PR #803, opened 2022-07-17
Add find_bullet macro which creates a target to link against

Levi-Armstrong:


Levi-Armstrong:
This incorporates PR #801 changes into a macro which creates a target that is used within tesseract.

johnwason:
Do we need to export the Bullet target? The use of bullet should be self contained.

Levi-Armstrong:
> Do we need to export the Bullet target? The use of bullet should be self contained.

This macro is called in the tesseract_collision-config.cmake which handles creation of the target for any package linking against tesseract_collision

Levi-Armstrong:
@johnwason Everything is passing and should provide the same functionality. Let me know what you think.

johnwason:
I am running a test here: https://github.com/johnwason/tesseract_python-1/pull/2

johnwason:
Also see https://github.com/microsoft/vcpkg/pull/25784

I added the features double-precision and rtti to the vcpkg bullet package.

Use:

    bullet3[double-precision,rtti,multithreading]

with vcpkg to get the required features, once vcpkg completes the merge.

johnwason (approved):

## What needs to be done
Tally the lines in the listing that contain the string "package", then report that tally alone.

## Task response
2